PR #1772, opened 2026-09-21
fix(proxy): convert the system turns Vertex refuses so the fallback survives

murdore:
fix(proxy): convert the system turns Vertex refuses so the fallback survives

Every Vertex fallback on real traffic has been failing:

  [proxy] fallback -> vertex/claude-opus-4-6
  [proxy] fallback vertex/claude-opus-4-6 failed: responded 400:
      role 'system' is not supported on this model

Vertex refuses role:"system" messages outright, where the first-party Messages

----

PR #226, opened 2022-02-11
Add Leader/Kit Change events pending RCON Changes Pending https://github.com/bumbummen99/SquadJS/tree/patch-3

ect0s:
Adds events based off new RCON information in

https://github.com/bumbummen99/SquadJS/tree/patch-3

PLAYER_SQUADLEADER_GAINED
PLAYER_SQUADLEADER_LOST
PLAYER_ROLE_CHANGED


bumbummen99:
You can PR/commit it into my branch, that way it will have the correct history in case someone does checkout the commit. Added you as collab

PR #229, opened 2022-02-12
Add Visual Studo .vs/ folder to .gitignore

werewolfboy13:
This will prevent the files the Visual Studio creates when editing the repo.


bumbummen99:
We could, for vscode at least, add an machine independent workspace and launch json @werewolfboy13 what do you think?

----

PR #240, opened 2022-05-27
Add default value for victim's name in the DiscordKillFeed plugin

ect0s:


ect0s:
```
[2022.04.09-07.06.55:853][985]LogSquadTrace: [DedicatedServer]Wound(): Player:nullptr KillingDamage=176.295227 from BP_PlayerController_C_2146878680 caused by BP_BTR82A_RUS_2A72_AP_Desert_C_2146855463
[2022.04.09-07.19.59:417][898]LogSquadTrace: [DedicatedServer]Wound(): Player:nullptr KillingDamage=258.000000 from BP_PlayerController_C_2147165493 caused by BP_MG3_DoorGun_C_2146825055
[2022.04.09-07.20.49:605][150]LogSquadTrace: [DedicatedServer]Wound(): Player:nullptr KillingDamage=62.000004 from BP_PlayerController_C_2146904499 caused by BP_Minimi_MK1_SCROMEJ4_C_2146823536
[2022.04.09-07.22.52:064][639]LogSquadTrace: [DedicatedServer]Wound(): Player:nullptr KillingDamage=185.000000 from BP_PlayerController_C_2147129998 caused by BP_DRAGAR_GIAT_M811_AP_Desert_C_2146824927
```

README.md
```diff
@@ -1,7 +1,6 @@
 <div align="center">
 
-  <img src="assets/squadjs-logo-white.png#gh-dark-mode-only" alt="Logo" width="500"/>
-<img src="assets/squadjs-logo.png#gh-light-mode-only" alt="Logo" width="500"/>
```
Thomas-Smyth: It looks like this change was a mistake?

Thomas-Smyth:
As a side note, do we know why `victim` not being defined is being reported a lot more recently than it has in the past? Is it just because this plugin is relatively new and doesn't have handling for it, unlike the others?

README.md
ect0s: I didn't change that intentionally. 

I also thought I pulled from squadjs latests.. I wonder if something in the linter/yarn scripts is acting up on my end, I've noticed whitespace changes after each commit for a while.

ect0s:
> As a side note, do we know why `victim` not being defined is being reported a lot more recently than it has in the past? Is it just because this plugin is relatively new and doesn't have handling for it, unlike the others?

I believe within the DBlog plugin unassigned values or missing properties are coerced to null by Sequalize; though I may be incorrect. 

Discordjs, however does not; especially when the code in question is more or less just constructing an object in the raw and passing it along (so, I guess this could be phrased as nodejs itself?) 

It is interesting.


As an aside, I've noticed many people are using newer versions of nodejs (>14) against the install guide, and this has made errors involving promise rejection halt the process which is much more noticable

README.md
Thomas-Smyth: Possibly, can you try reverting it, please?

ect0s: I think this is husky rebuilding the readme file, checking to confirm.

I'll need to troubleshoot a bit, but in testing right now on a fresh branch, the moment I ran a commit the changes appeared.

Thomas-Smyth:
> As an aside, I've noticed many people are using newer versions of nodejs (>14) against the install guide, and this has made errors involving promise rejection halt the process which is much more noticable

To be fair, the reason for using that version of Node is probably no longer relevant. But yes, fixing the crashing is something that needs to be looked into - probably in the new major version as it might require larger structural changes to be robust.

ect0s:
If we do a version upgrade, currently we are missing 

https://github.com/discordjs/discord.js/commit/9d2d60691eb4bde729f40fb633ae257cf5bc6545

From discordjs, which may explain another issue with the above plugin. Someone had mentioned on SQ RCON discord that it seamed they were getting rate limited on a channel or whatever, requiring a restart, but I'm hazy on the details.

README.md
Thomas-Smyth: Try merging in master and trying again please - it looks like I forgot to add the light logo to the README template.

----

Please make an exact copy of the lines above from the line with "[proxy] fallback -> vertex/claude-opus-4-6" through the line with "the first-party Messages", both ends included.

COMPLETED EXERCISE:
  [proxy] fallback -> vertex/claude-opus-4-6
  [proxy] fallback vertex/claude-opus-4-6 failed: responded 400:
      role 'system' is not supported on this model

Vertex refuses role:"system" messages outright, where the first-party Messages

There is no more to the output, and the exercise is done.